Even if the denominator seems redundant for its unit expectation, in practice, sample estimates of the mean inverse probability weight will not be exactly \(1\). \(\hat{E}\left\{\frac{I(Z_i=z)}{f(Z_i\mid X_i)}Y_i^{obs}\right\} \Big/ \hat{E}\left\{\frac{I(Z_i=z)}{f(Z_i\mid X_i)}\right\}\) is generally used for estimating parameters in a marginal structure models where weighted regressions are commonly used.3 We call it modified Horovitz-Thompson estimator. Compare it with the original Horovitz-Thompson estimator: \(\hat{E}\left\{\frac{I(Z_i=z)}{f(Z_i\mid X_i)}Y_i^{obs}\right\}\)

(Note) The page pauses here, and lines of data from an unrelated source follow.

PR #248, opened 2021-12-09
CBAPI-3328: SDK: Export Live Query Results - Line-by-Line Iteration

abowersox-cb:
## Pull request checklist

https://jira.carbonblack.local/browse/CBAPI-3328

## Pull Request Description

Added additional method to `ResultQuery`, `export_csv_as_lines()`, that returns the exported CSV as an iterator of lines.  By request of @avanbrunt-cb.

- [ ] Yes
- [x] No

## How Has This Been Tested?

New test script has been written that proves the download works against a live environment.  Test script (with internal data redacted) follows.
```
#!/usr/bin/env python

from cbc_sdk.audit_remediation import Run

api = CBCloudAPI(profile='[REDACTED]')
run = api.select(Run, '[REDACTED]')
for line in run.query_results().export_csv_as_lines():
    print(line)
```
Additional unit tests have been written for the new functionality.  All new code is covered.

### DIFF
--- a/src/cbc_sdk/audit_remediation/base.py
+++ b/src/cbc_sdk/audit_remediation/base.py
@@ -1385,13 +1385,13 @@ class ResultQuery(BaseQuery, QueryBuilderSupportMixin, IterableQueryMixin, Crite
             livequery.manage(READ)
 
         Returns:
-            iterator: An iterator that can be used to get each line of CSV text in turn as a string.
+            iterable: An iterable that can be used to get each line of CSV text in turn as a string.
         """
         if self._run_id is None:
             raise ApiError("Can't retrieve results without a run ID")
         url = self._doc_class.urlobject.format(self._cb.credentials.org_key, self._run_id) + '?format=csv'
         request = self._build_request(0, -1)
-        return self._cb.post_and_get_lines(url, request, headers={'Accept': 'text/csv'})
+        yield from self._cb.post_and_get_lines(url, request, headers={'Accept': 'text/csv'})
 
     def export_zipped_csv(self, filename):
         """
--- a/src/cbc_sdk/audit_remediation/base.py
+++ b/src/cbc_sdk/audit_remediation/base.py
@@ -1377,6 +1377,22 @@ class ResultQuery(BaseQuery, QueryBuilderSupportMixin, IterableQueryMixin, Crite
         with io.open(filename, 'wb') as file:
             self.export_csv_as_stream(file)
 
+    def export_csv_as_lines(self):
+        """
+        Export the results from the run as CSV, returning the CSV data as iterated lines.
+
+        Required Permissions:
+            livequery.manage(READ)
+
+        Returns:
+            iterator: An iterator that can be used to get each line of CSV text in turn as a string.
+        """
+        if self._run_id is None:
+            raise ApiError("Can't retrieve results without a run ID")
+        url = self._doc_class.urlobject.format(self._cb.credentials.org_key, self._run_id) + '?format=csv'
+        request = self._build_request(0, -1)
+        return self._cb.post_and_get_lines(url, request, headers={'Accept': 'text/csv'})
+
     def export_zipped_csv(self, filename):
         """
         Export the results from the run as a zipped CSV, writing the zip data to the named file.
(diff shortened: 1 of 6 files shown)


emitreva-cb (approved):

src/tests/unit/audit_remediation/test_audit_remediation_base.py
```diff
@@ -309,6 +309,17 @@ def test_result_query_export_file(cbcsdk_mock):
...
 
 
+def test_result_query_export_lines(cbcsdk_mock):
+    """Tests exporting the results of a query as a list of lines."""
+    input = "AAA\r\nBBB\r\nCCC"
+    cbcsdk_mock.mock_request("POST_LINES", "/livequery/v1/orgs/test/runs/run_id/results/_search?format=csv",
+                             CBCSDKMock.StubResponse(input, 200, input, False))
+    api = cbcsdk_mock.api
+    result_query = api.select(Result).run_id("run_id")
+    output = result_query.export_csv_as_lines()
```
avanbrunt-cb, line 319: I thought this was suppose to return an iterator not a list?

src/tests/unit/fixtures/stubresponse.py
```diff
@@ -49,6 +49,10 @@ def iter_content(self, buffer_size=-1):
             return_list.append(part)
         return return_list
 
+    def iter_lines(self, **kwargs):
+        """Create iterated lines from the 'content' parameter."""
+        return self.content.splitlines()
```
avanbrunt-cb, line 54: This should yield the results individually to match the expected functionality

src/tests/unit/audit_remediation/test_audit_remediation_base.py
abowersox-cb: Perhaps I misspoke. It returns, not an _iterator,_ but an _iterable._  I can fix the docstrings to reflect that.

src/tests/unit/fixtures/stubresponse.py
abowersox-cb: It shouldn't make one iota of difference functionally, but I will do so.

src/tests/unit/audit_remediation/test_audit_remediation_base.py
avanbrunt-cb: Have you run this against the CBC APIs? I'm curious if the mocking matches the behavior of a live run?

avanbrunt-cb: To verify my understanding, this won't read the entire file into memory instead it will process line by line as requested. If we load it into a list that would but it could be processed in a for loop to prevent that.

abowersox-cb: Oof, you're right.  I need to encapsulate the output in a list to match the equivalent test that's made at the low level. Doing so.

And yes, `export_csv_as_lines()` _has_ been run against a live CBC server. The test script I used is up in the PR description.

src/cbc_sdk/audit_remediation/base.py
```diff
@@ -1377,6 +1377,22 @@ def export_csv_as_file(self, filename):
...
+            livequery.manage(READ)
+
+        Returns:
+            iterator: An iterator that can be used to get each line of CSV text in turn as a string.
+        """
+        if self._run_id is None:
+            raise ApiError("Can't retrieve results without a run ID")
+        url = self._doc_class.urlobject.format(self._cb.credentials.org_key, self._run_id) + '?format=csv'
+        request = self._build_request(0, -1)
+        return self._cb.post_and_get_lines(url, request, headers={'Accept': 'text/csv'})
```
avanbrunt-cb, line 1394: This needs to be a yield to pass through the generator instead of converting it to a list

abowersox-cb: OK, thanks for the clarification on how that works.

avanbrunt-cb (approved):

src/tests/unit/audit_remediation/test_audit_remediation_base.py
```diff
@@ -334,6 +345,8 @@ def test_result_query_exports_fail_without_run_id(cb):
         result_query.export_csv_as_string()
     with pytest.raises(ApiError):
         result_query.export_csv_as_file('blort.txt')
+    with pytest.raises(ApiError):
+        list(result_query.export_csv_as_lines())
```
abowersox-cb, line 349: You didn't have to tell me what I needed to do here to make this work, @avanbrunt-cb.  I figured it out on my own. :)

Because \(f(Z_i\mid X_i)\) is regarded as a random variable, the expression on the left is well defined. But when \(f(Z_i=z\mid X_i)=0\) for some \(z\), the left-hand side will not have meaningful causal interpretation.
The weight \(1/f(Z_i\mid X_i)\) used here is referred to as unstablized weights. A more complete account of the inverse probability weighting with stablized weights \(f(Z_i)/f(Z_i\mid X_i)\) that might offer smaller variance of the causal effect estimates can be found here (Hernán and Robins 2006Hernán, Miguel A, and James M Robins. 2006. “Estimating Causal Effects from Epidemiological Data.” Journal of Epidemiology and Community Health 60 (7). BMJ Publishing Group Ltd: 578–86.).